* **TASK ITEM**
Return the records, each one exactly as written.
SUPPLIED RECORDS section start
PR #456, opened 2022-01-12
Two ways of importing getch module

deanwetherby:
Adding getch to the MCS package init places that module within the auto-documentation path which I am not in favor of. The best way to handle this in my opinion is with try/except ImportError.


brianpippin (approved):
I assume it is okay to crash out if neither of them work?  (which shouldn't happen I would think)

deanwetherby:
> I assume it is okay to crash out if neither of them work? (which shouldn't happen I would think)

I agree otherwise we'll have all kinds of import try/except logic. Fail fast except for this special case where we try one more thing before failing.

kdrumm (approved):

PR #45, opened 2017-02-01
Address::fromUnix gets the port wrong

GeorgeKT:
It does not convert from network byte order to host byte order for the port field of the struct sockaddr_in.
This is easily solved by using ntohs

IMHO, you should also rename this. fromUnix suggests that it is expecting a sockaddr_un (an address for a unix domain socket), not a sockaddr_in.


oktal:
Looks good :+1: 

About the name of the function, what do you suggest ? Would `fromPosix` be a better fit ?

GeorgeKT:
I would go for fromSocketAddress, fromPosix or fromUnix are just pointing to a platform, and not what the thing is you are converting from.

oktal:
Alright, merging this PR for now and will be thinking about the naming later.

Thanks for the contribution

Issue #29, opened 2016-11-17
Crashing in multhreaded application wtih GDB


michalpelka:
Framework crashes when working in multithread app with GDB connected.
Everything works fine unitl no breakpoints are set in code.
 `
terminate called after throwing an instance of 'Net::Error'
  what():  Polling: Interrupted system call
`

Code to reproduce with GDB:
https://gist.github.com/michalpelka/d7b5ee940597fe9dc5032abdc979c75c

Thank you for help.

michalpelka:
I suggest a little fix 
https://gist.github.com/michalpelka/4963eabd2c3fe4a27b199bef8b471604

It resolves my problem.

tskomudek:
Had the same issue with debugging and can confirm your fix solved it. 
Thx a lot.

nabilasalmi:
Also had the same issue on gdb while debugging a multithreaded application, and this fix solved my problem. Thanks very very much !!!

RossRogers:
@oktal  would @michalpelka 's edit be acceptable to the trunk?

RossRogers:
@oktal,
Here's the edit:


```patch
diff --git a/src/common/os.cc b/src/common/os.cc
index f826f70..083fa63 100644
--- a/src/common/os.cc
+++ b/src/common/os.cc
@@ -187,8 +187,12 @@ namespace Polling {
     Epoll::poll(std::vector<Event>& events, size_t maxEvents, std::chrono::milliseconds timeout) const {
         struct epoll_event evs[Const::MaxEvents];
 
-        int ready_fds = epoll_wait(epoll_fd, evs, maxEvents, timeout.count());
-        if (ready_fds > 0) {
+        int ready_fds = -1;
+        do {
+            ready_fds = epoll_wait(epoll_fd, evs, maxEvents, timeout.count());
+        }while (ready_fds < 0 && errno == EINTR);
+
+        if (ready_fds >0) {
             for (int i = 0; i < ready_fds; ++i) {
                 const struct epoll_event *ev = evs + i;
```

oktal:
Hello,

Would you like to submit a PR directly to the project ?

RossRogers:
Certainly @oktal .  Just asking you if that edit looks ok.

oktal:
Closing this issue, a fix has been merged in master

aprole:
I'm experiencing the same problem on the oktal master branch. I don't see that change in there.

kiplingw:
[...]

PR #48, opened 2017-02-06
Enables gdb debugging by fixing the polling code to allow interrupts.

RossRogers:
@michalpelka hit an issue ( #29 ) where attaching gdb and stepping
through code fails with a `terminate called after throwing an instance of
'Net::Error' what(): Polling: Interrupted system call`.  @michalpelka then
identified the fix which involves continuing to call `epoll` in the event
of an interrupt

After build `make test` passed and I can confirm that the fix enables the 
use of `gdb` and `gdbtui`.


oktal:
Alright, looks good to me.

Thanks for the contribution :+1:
SUPPLIED RECORDS section end
* **TASK OUTPUT**
PR #456, opened 2022-01-12
Two ways of importing getch module

deanwetherby:
Adding getch to the MCS package init places that module within the auto-documentation path which I am not in favor of. The best way to handle this in my opinion is with try/except ImportError.


brianpippin (approved):
I assume it is okay to crash out if neither of them work?  (which shouldn't happen I would think)

deanwetherby:
> I assume it is okay to crash out if neither of them work? (which shouldn't happen I would think)

I agree otherwise we'll have all kinds of import try/except logic. Fail fast except for this special case where we try one more thing before failing.

kdrumm (approved):

PR #45, opened 2017-02-01
Address::fromUnix gets the port wrong

GeorgeKT:
It does not convert from network byte order to host byte order for the port field of the struct sockaddr_in.
This is easily solved by using ntohs

IMHO, you should also rename this. fromUnix suggests that it is expecting a sockaddr_un (an address for a unix domain socket), not a sockaddr_in.


oktal:
Looks good :+1: 

About the name of the function, what do you suggest ? Would `fromPosix` be a better fit ?

GeorgeKT:
I would go for fromSocketAddress, fromPosix or fromUnix are just pointing to a platform, and not what the thing is you are converting from.

oktal:
Alright, merging this PR for now and will be thinking about the naming later.

Thanks for the contribution

Issue #29, opened 2016-11-17
Crashing in multhreaded application wtih GDB


michalpelka:
Framework crashes when working in multithread app with GDB connected.
Everything works fine unitl no breakpoints are set in code.
 `
terminate called after throwing an instance of 'Net::Error'
  what():  Polling: Interrupted system call
`

Code to reproduce with GDB:
https://gist.github.com/michalpelka/d7b5ee940597fe9dc5032abdc979c75c

Thank you for help.

michalpelka:
I suggest a little fix 
https://gist.github.com/michalpelka/4963eabd2c3fe4a27b199bef8b471604

It resolves my problem.

tskomudek:
Had the same issue with debugging and can confirm your fix solved it. 
Thx a lot.

nabilasalmi:
Also had the same issue on gdb while debugging a multithreaded application, and this fix solved my problem. Thanks very very much !!!

RossRogers:
@oktal  would @michalpelka 's edit be acceptable to the trunk?

RossRogers:
@oktal,
Here's the edit:


```patch
diff --git a/src/common/os.cc b/src/common/os.cc
index f826f70..083fa63 100644
--- a/src/common/os.cc
+++ b/src/common/os.cc
@@ -187,8 +187,12 @@ namespace Polling {
     Epoll::poll(std::vector<Event>& events, size_t maxEvents, std::chrono::milliseconds timeout) const {
         struct epoll_event evs[Const::MaxEvents];
 
-        int ready_fds = epoll_wait(epoll_fd, evs, maxEvents, timeout.count());
-        if (ready_fds > 0) {
+        int ready_fds = -1;
+        do {
+            ready_fds = epoll_wait(epoll_fd, evs, maxEvents, timeout.count());
+        }while (ready_fds < 0 && errno == EINTR);
+
+        if (ready_fds >0) {
             for (int i = 0; i < ready_fds; ++i) {
                 const struct epoll_event *ev = evs + i;
```

oktal:
Hello,

Would you like to submit a PR directly to the project ?

RossRogers:
Certainly @oktal .  Just asking you if that edit looks ok.

oktal:
Closing this issue, a fix has been merged in master

aprole:
I'm experiencing the same problem on the oktal master branch. I don't see that change in there.

kiplingw:
[...]

PR #48, opened 2017-02-06
Enables gdb debugging by fixing the polling code to allow interrupts.

RossRogers:
@michalpelka hit an issue ( #29 ) where attaching gdb and stepping
through code fails with a `terminate called after throwing an instance of
'Net::Error' what(): Polling: Interrupted system call`.  @michalpelka then
identified the fix which involves continuing to call `epoll` in the event
of an interrupt

After build `make test` passed and I can confirm that the fix enables the 
use of `gdb` and `gdbtui`.


oktal:
Alright, looks good to me.

Thanks for the contribution :+1:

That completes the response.